2012-07-19 Thread Wayne Werner

I'll preface my response by saying that I know/understand fairly little about
it, but since I've recently been smacked by this same issue when converting
stuff to Python3, I'll see if I can explain it in a way that makes sense.

On Wed, 18 Jul 2012, Jordan wrote:


OK so I have been trying for a couple days now and I am throwing in the
towel, Python 3 wins this one.
I want to convert a string to binary and back again like in this
question: Stack Overflow: Convert Binary to ASCII and vice versa
(Python)
http://stackoverflow.com/questions/7396849/convert-binary-to-ascii-and-vice-versa-python
But in Python 3 I consistently get  some sort of error relating to the
fact that nothing but bytes and bytearrays support the buffer interface
or I get an overflow error because something is too large to be
converted to bytes.
Please help me and then explian what I am not getting that is new in
Python 3. I would like to point out I realize that binary, hex, and
encodings are all a very complex subject and so I do not expect to
master it but I do hope that I can gain a deeper insight.

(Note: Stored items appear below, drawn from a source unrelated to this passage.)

Issue #276, opened 2020-05-04
CIF Import


trisyoungs:
**Describe the feature / issue**
Allow the import of crystallographic data files, e.g. cifs, in the GUI to permit construction of suitable configurations for subsequent simulation.

The process should allow individual species types within the crystal to be correctly recognised as copies of the same underlying molecule, and replicated accordingly.

PR #1549, opened 2023-07-20
Molecular CIF Import

jws-1:
This PR implements the ability to import CIFs that have a molecular structure. Distinct species are extracted and created, as well as a Configuration that represents the initial Crystal structure.

This PR works towards #276.


src/gui/importCIFDialogFuncs.cpp
```diff
@@ -509,6 +547,151 @@ void ImportCIFDialog::on_MoietyNETARemoveFragmentsCheck_clicked(bool checked)
...
+        neta.flags() += NETADefinition::NETAFlags::IncludeRootElement;
+
+        // Find a sp definition, if one exists.
+        auto nDistinctMatches = 0;
+        idx = 0;
+        while (nDistinctMatches != 1)
+        {
+            if (idx >= tempSpecies->nAtoms())
+                return false;
+            neta.create(&tempSpecies->atom(idx++), 128);
```
trisyoungs, line 607: This definitely feels like the maximum path length argument to `create()` should be something like a `std::optional<int>`, still defaulting to `1`, but which we can pass `std::nullopt` to here in order to specify no max path length.  That'll need modifications elsewhere, of course!

src/gui/importCIFDialogFuncs.cpp
```diff
@@ -509,6 +547,151 @@ void ImportCIFDialog::on_MoietyNETARemoveFragmentsCheck_clicked(bool checked)
...
+                                     [&](int value)
+                                     { return std::find(fragment.begin(), fragment.end(), value) != fragment.end(); }),
+                      indices.end());
+
+        // Choose starting index of the next fragment
+        idx = *std::min_element(indices.begin(), indices.end());
+    }
+
+    // Construct sp NETA definitions from the fragments
+    // By sp, we mean that the definition produces a single match,
```
trisyoungs, line 580: Not sure I'm getting the "sp" lingo here!

src/neta/neta.h
```diff
@@ -19,6 +20,13 @@ class NETADefinition
     NETADefinition(const SpeciesAtom *i, int maxDepth = 1);
     ~NETADefinition() = default;
 
+    public:
+    enum NETAFlags
```
trisyoungs, line 24: Bit more of an explicit name, since they are only relevant to creation.
```suggestion
    // NETA Definition Creation Flags
    enum NETACreationFlags
```

src/neta/neta.h
```diff
@@ -19,6 +20,13 @@ class NETADefinition
...
+    {
+        MatchHydrogens,
```
trisyoungs, line 26: Perhaps `ExplicitHydrogens` instead?

src/neta/neta.h
```diff
@@ -51,6 +61,9 @@ class NETADefinition
     void addIdentifier(std::string identifier);
     // Return identifiers from definition
     const std::set<std::string> &identifiers() const;
+    // Return flags
+    const Flags<NETAFlags> &flags() const;
+    Flags<NETAFlags> &flags();
```
trisyoungs, line 66: Since these are specific to creating NETA definitions I think we don't need accessors like this - a better alternative might be to pass them to the `create()` function as an optional argument?

src/neta/neta.h
```diff
@@ -31,6 +39,8 @@ class NETADefinition
     bool valid_;
     // Identifiers (#)
     std::set<std::string> identifiers_;
+    // Flags
+    Flags<NETAFlags> flags_;
```
trisyoungs, line 43: If you pass flags in to `create()` as suggest below, this can be removed and will boil down to a straight variable pass-through to `netaString()` in `NETADefinition::create()`.

src/neta/neta.cpp
```diff
@@ -95,12 +95,15 @@ bool NETADefinition::create(std::string_view definition, const Forcefield *assoc
 }
 
 // Recursively create a NETA string for the specified atom
-std::string netaString(const SpeciesAtom *i, int currentDepth, const int maxDepth, std::vector<const SpeciesAtom *> &path)
+std::string netaString(const SpeciesAtom *i, int currentDepth, const int maxDepth, std::vector<const SpeciesAtom *> &path,
+                       Flags<NETADefinition::NETAFlags> flags = Flags<NETADefinition::NETAFlags>())
```
trisyoungs, line 99:
```suggestion
                       const Flags<NETADefinition::NETAFlags> &flags = {})
```

src/neta/hydrogenCount.cpp
```diff
@@ -28,12 +29,23 @@ void NETAHydrogenCountNode::set(ComparisonOperator op, int value)
 // Evaluate the node and return its score
 int NETAHydrogenCountNode::score(const SpeciesAtom *i, NETAMatchedGroup &matchPath) const
 {
+    auto newMatchPath = matchPath;
     if (!value_)
+    {
```
trisyoungs, line 34: Personally, I'm not a fan of scoping braces when there's a single line of code, since it turns it into three lines of code!
```suggestion
```

src/neta/hydrogenCount.cpp
```diff
@@ -28,12 +29,23 @@ void NETAHydrogenCountNode::set(ComparisonOperator op, int value)
...
         return NETANode::NoMatch;
-
-    // Count number of hydrogens attached to this atom
-    auto nH = std::count_if(i->bonds().begin(), i->bonds().end(),
-                            [i](const SpeciesBond &bond) { return bond.partner(i)->Z() == Elements::H; });
-
+    }
```
trisyoungs, line 36:
```suggestion
```

src/gui/importCIFDialogFuncs.cpp
jws-1: Oops.... replace all!

src/neta/neta.h
jws-1: The (now) `ExplicitHydrogens` flag is relevant to matching and the `IncludeRootElement` flag is relevant to creation, so I'll create two separate enums.

src/gui/importCIFDialogFuncs.cpp
```diff
@@ -184,27 +192,72 @@ bool ImportCIFDialog::prepareForPreviousPage(int currentIndex)
...
+            auto base = sp->name();
+            std::string uniqueSuffix{base};
+            if (!generator.nodes().empty())
+            {
+                // Start from the last root node
+                auto root = generator.nodes().back();
+                auto suffix = 0;
+
+                // We use 'CoordinateSets' here, because in this instance we are working with (CoordinateSet, Add) pairs
+                while (generator.rootSequence().nodeInScope(root, fmt::format("CoordinateSets_{}", uniqueSuffix)) != nullptr)
```
trisyoungs: Naming-wise, perhaps instead of calling the nodes `CoordinateSets_x` we should call them `SymmetryCopies_x` to make things nice and clear?

src/io/import/cifClasses.h
```diff
@@ -111,3 +115,56 @@ class CIFAssembly
...
+    /*
+     * Information
+     */
+    public:
+    // Return the output species
+    const Species *species() const;
+    // Return the NETA definition string that uniquely describes the reference instance
+    const std::string netaString() const;
+    // Return the reference instance
+    const std::vector<int> referenceInstance() const;
```
trisyoungs:
```suggestion
    const std::vector<int> &referenceInstance() const;
```

src/io/import/cifClasses.h
```diff
@@ -111,3 +115,56 @@ class CIFAssembly
...
+    // Return all found instances
+    const std::vector<std::vector<int>> instances() const;
```
trisyoungs:
```suggestion
    const std::vector<std::vector<int>> &instances() const;
```

src/io/import/cifClasses.h
```diff
@@ -111,3 +115,56 @@ class CIFAssembly
...
+    // Return the coordinates corresponding to the instances
+    const std::vector<std::vector<Vec3<double>>> coordinates() const;
```
trisyoungs:
```suggestion
    const std::vector<std::vector<Vec3<double>>> &coordinates() const;
```

src/gui/importCIFDialogFuncs.cpp
```diff
@@ -184,27 +192,72 @@ bool ImportCIFDialog::prepareForPreviousPage(int currentIndex)
...
-        // Remove the unit cell and any cell-crossing bonds
-        sp->removePeriodicBonds();
-        sp->updateIntramolecularTerms();
-        sp->removeBox();
+        // Create a Configuration
+        auto *cfg = dissolve_.addConfiguration();
+        cfg->setName(cifImporter_.chemicalFormula());
+        auto cellLengths = cifImporter_.getCellLengths();
+        auto cellAngles = cifImporter_.getCellAngles();
+        cfg->createBoxAndCells(cellLengths.value(), cellAngles.value(), false, 1.0);
```
trisyoungs: This needs to go in as an explicit `Box` node in the generator.

trisyoungs (commented):
Looking very nice indeed. Some minor comments in the review.

I also don't get a properly unfolded Species:
image

...and the generated configuration shows broken bonds, but this is an issue with Cells rather than your code.  Once you run a proper simulation (which I have done :smile:) everything snaps back into place.

src/gui/importCIFDialogFuncs.cpp
```diff
@@ -509,6 +569,48 @@ void ImportCIFDialog::on_MoietyNETARemoveFragmentsCheck_clicked(bool checked)
...
+    // Clear any existing species
+    cifSpecies_.clear();
+
+    std::vector<int> indices(cleanedSpecies_->nAtoms());
+    std::iota(indices.begin(), indices.end(), 0);
+
+    auto idx = 0;
+
+    // Find all CIFSpecies, and their instances
+    while (!indices.empty())
```
trisyoungs: Let's move this declaration tighter to the `while` loop so its intended place of use is a little clearer.
```suggestion
    // Find all CIFSpecies, and their instances
    auto idx = 0;
    while (!indices.empty())
```

src/io/import/cifClasses.h
```diff
@@ -111,3 +115,56 @@ class CIFAssembly
...
+    // Found copies/instances
+    std::vector<std::vector<int>> instances_;
+    // Coordinates corresponding to the instances
+    std::vector<std::vector<Vec3<double>>> coordinates_;
+    // Does the reference instance contain symmetry?
+    bool hasSymmetry_{false};
+
+    /*
+     * Information
+     */
```
trisyoungs:
```suggestion
```

src/io/import/cifClasses.h
```diff
@@ -111,3 +115,56 @@ class CIFAssembly
...
+
+// CIF Species
+class CIFSpecies
+{
+
+    public:
+    CIFSpecies(Species *spRef, Species *sp, std::vector<int> referenceInstance);
+    ~CIFSpecies() = default;
+
+    private:
```
trisyoungs, line 130:
```suggestion
    /*
     * Information
     */
    private:
```

trisyoungs (approved):
Two very minor suggestions, but I think this is ready to go in.

As it stands it still generates the original unit cell even when a supercell is requested, but this is one to tackle in the Epic (I'll add that now, along with the unit testing if it isn't already there).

Thank you all.


The way I've read it - stop thinking about strings as if they are text. The
biggest reason that all this has changed is because Python has grown up and
entered the world where Unicode actually matters. To us poor shmucks in the
English speaking countries of the world it's all very confusing becaust it's
nothing we have to deal with. 26 letters is perfectly fine for us - and if we
want uppercase we'll just throw another 26. Add a few dozen puncuation marks
and 256 is a perfectly fine amount of characters.

To make a slightly relevant side trip, when you were a kid did you ever send
secret messages to a friend with a code like this?

A = 1
B = 2
.
.
.
Z = 26

Well, that's basically what is going on when it comes to bytes/text/whatever.
When you input some text, Python3 believes that whatever you wrote was encoded
with Unicode. The nice thing for us 26-letter folks is that the ASCII alphabet
we're so used to just so happens to map quite well to Unicode encodings - so
'A' in ASCII is the same number as 'A' in utf-8.

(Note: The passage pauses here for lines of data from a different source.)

PR #1555, opened 2023-07-22
1554 Dissolve CoreData

### LINKED ISSUE #1554: Clean up interaction between main classes
The main `Dissolve` class uses a `CoreData` object to store all valuable simulation data - having this level of detachment allows a lot of flexibility when it comes to many workflows in the code, since a temporary `CoreData` object can be created in order to test out / create / fix / modify simulation objects independently of the currently defined user data.

However, the `Dissolve` class currently provides a lot of pass-through functions offering access to its `CoreData` object (which is already accessible) and which cause clutter without offering anything truly useful.  A cleanup on this should be attempted in order to remove unnecessary accessors etc.

trisyoungs:
This PR removes a bunch of clutter from the main `Dissolve` class, cleansing it of the pass-through functions which give other objects access to its `CoreData`. That object has an accessor anyway, so it didn't save much!

Closes #1554.


src/main/keywords_pairPotentials.cpp
```diff
@@ -31,6 +31,7 @@ bool PairPotentialsBlock::parse(LineParser &parser, Dissolve *dissolve)
     std::shared_ptr<AtomType> at1;
     auto blockDone = false, errorsEncountered = false;
     Elements::Element Z;
+    auto &coreData = dissolve->coreData();
```
jws-1, line 34: Do we need this?

src/main/keywords_pairPotentials.cpp
```diff
@@ -94,13 +95,13 @@ bool PairPotentialsBlock::parse(LineParser &parser, Dissolve *dissolve)
                 }
 
                 // Find / create AtomType and check element...
-                at1 = dissolve->findAtomType(parser.argsv(1));
+                at1 = coreData.findAtomType(parser.argsv(1));
```
jws-1, line 98:
```suggestion
                at1 = dissolve->coreData().findAtomType(parser.argsv(1));
```
See above comment.

src/main/keywords_pairPotentials.cpp
```diff
@@ -94,13 +95,13 @@ bool PairPotentialsBlock::parse(LineParser &parser, Dissolve *dissolve)
...
                 if (!at1)
                 {
                     Messenger::warn("Unknown atom type '{}' referenced in PairPotentials block - creating "
                                     "it now...\n",
                                     parser.argsv(1));
-                    at1 = dissolve->addAtomType(Z);
+                    at1 = coreData.addAtomType(Z);
```
jws-1, line 104:
```suggestion
                    at1 = dissolve->coreData().addAtomType(Z);
```
See above.

jws-1 (approved):
Looks great to me! Just one minor comment.

src/main/keywords_pairPotentials.cpp
trisyoungs: Well, technically "No", but I tend to get into the habit of grabbing oft-used references in order to prevent long chains of `.` and `->`. In this case it isn't really a big issue, but elsewhere it can promote a lot of code readability IMHO!

jws-1 (approved):
:+1:

src/classes/coreData.cpp
```diff
@@ -327,6 +330,145 @@ Species *CoreData::findSpecies(std::string_view name) const
     }
 }
 
+// Copy AtomType, creating a new one if necessary
+void CoreData::copyAtomType(const SpeciesAtom *sourceAtom, SpeciesAtom *destAtom)
```
rprospero: Could the parameters be references, instead of pointers?  As near as I can tell, this is only ever called in the AddForcefieldDialog, where we just wind up casting the values to pointers before passing them to the function.

Still just a little paranoid about raw pointers.

trisyoungs: @rprospero Indeed they can.

rprospero (approved):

Now, here's the part that I had to (and still need to) wrap my mind around - if
the string is just bytes then it doesn't really matter what the string is
supposed to represent. It could represent the LATIN-1 character set. Or
UTF-8, -16, or some other weird encoding. And all the operations that are
supposed to modify these strings of bytes (e.g. removing spaces, splitting on a
certain character, etc.) still work. Because if I have this string:

9 45 12 9 13 19 18 9 12 99 102

and I tell you to split on the 9's, it doesn't matter if that's some weird
ASCII character, or some equally weird UTF character, or something else
entirely. And I don't have to worry about things getting munged up when I try
to stick Unicode and ASCII values together - because they're converted to bytes
first.

So the question is, of course, if it's all bytes, then why does it look like
text when I print it out? Well, that's because Python converts that byte stream
to Unicode text when it's printed. Or ASCII, if you tell it to.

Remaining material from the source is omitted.